Догадавшись, что другом Лис назвал не его, а дракончика, Шун-Ди не удержался и фыркнул. Мясник тем временем бесповоротно растаял.
– Ну, спасибо, уважили… Так и быть, скажу. Много кто говорит, что молодой лорд Риарт якшался с коронниками, но вы в эту чушь не верьте. Он был честный парень – это сразу видно, – а коронники… Просто банда разбойников, да простят их боги! Возились тут в округе последние года полтора, подбивали народ на бунты да непокорность. Да ничего, наместник Велдакир отыщет на них управу. Если уже не отыскал, хе-хе!
Лис и Шун-Ди переглянулись.
– Коронники? А почему такое странное название? – невинно спросил Лис.
Мясник брезгливо поморщился, достал из-под прилавка свиную голову и с громким стуком водрузил её на колодку для разделки.
– Да тем, кто грамотный, они всё письма рассылали – на синей бумаге, а в углу герб с золотой короной. Говорю же: тронутые, да помилует их Дарекра в чертогах смерти!
Синяя бумага и золотая корона. Шун-Ди знал, что прежние знамёна Ти’арга – времён до Великой войны – были синими, с золотой окантовкой.
Эти цвета и корона означали свободу.
Шун-Ди видел, как алчно дрогнули ноздри Лиса – вовсе не от смеси мясных запахов. И понял, что этой ночью Двуликий напишет ещё одну песню.
***
Гостиница, где они остановились (в Веентоне, с его невеликим выбором, их было всего две – причём одинаковой степени убогости: Шун-Ди не сомневался, что его приятели-купцы побрезговали бы даже порог переступить), носила гордое имя «Ворота героев». Непомерно гордое для потемневшего от копоти, выкрашенного ядовито-зелёной краской здания на хлипком каменном фундаменте. Как пояснил Шун-Ди и Лису словоохотливый хозяин, его отец, прошлый владелец, переименовал гостиницу после взятия Академии альсунгцами.

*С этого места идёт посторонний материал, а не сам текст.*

PR #1049, opened 2026-08-11
fix(instrumentation/k8s.io/client-go): forward original object on OnDelete

### LINKED ISSUE #1048: bug(instrumentation/k8s.io/client-go): OnDelete forwards unwrapped object, stripping DeletedFinalStateUnknown from the user's handler
### Describe the bug

`k8SOtelEventHandler.OnDelete` in `instrumentation/k8s.io/client-go/k8s_otel_handler.go` unwraps `cache.DeletedFinalStateUnknown` to extract object metadata for span attributes, but then forwards that same *unwrapped* value to the wrapped user handler instead of the original object:

```go
func (h k8SOtelEventHandler) OnDelete(obj any) {
	if o, ok := obj.(cache.DeletedFinalStateUnknown); ok {
		obj = o.Obj
	}

	objInfo := getObjectInfo(obj)
	...
	h.handler.OnDelete(obj)
}
```

`h.handler` is the application's real `cache.ResourceEventHandler` - confirmed via `beforeProcessDeltas` in `hook.go`, which fully replaces the informer's handler parameter with this wrapper (`ictx.SetParam(0, newK8SOtelEventHandler(handler, ctx))`). So every application using k8s client-go informers with `otelc` compile-time instrumentation loses the `DeletedFinalStateUnknown` wrapper on every delete event, regardless of whether it was actually a tombstone.

`DeletedFinalStateUnknown` signals that client-go's local cache lost track of the object (e.g. a missed watch event during a resync), so the delete is inferred rather than confirmed, and the wrapped object may be stale. Kubernetes controllers commonly type-assert on this to decide how to handle the delete (e.g. skip finalizer logic on a possibly-stale object). Stripping it silently changes application-observable behavior based on whether instrumentation is applied, not just what gets exported as telemetry.

### Environment

 - OS: Linux (not platform-specific)
 - Go Version: 1.25
 - Version: main (450a2b6)

### To Reproduce

1. Instrument an app with `k8s.io/client-go` that registers an informer with an `OnDelete(obj any)` handler checking `if _, ok := obj.(cache.DeletedFinalStateUnknown); ok { ... }`.
2. Trigger a delete event that arrives as `DeletedFinalStateUnknown` (e.g. during a cache resync after a missed watch event).
3. The type assertion in the user's handler never succeeds under `otelc` instrumentation, even though it would without it.

### Expected behavior

The instrumentation should pass through the original `obj` (wrapped or not) to `h.handler.OnDelete`, using a separate variable only for the span-attribute extraction.

### Additional context

`TestOnDelete` in `k8s_otel_handler_test.go` only exercises a plain `*corev1.Pod`, never a `cache.DeletedFinalStateUnknown`-wrapped object, which is why this wasn't caught.

Relevant code:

Его друг и названый брат, мечник, погиб в пехоте Ти’арга, защищая знаменитые Ворота Астрономов. И с тех пор на грубо сколоченной табличке над входом красовался не полунепристойный рисунок с лягушками, как раньше, а изображение ворот в окружении звёзд.
Шун-Ди тянуло полюбопытствовать, кого отец хозяина считал «героями»? Вряд ли победивших воинов королевы Хелт. А если так, при внимании властей у него могли бы начаться большие неприятности…
Но, видимо, наместнику и королю было мало дела до захудалой гостиницы в приграничном городишке на северо-западе. И Шун-Ди решил не задавать лишних вопросов: в Минши детей с младенчества учат уважать чужие тайны. Ведь Прародитель дал каждому и жизнь, и право ею распоряжаться; сталкиваясь по торговым делам с ти’аргцами, дорелийцами и (особенно) кезоррианцами, Шун-Ди с каждым разом понимал их всё меньше. Для них лезть в чужие дела было совершенно естественно – и их не смущало, что Шун-Ди теряется от вопросов по поводу годовых доходов, мнения о Великой войне или вере в Прародителя. Отвратительное чувство – будто посторонние копаются пальцами в его миске с рисом.
А ти’аргцев, тем не менее, всё ещё считают народом учёных и мудрецов… Даже сейчас, когда на них так ощутимо влияют прямолинейные нравы альсунгцев – от суеверий и отвращения к магии до страсти к морю и презрительного отношения к женщинам. Удивительно, как долго не отмирает привычка.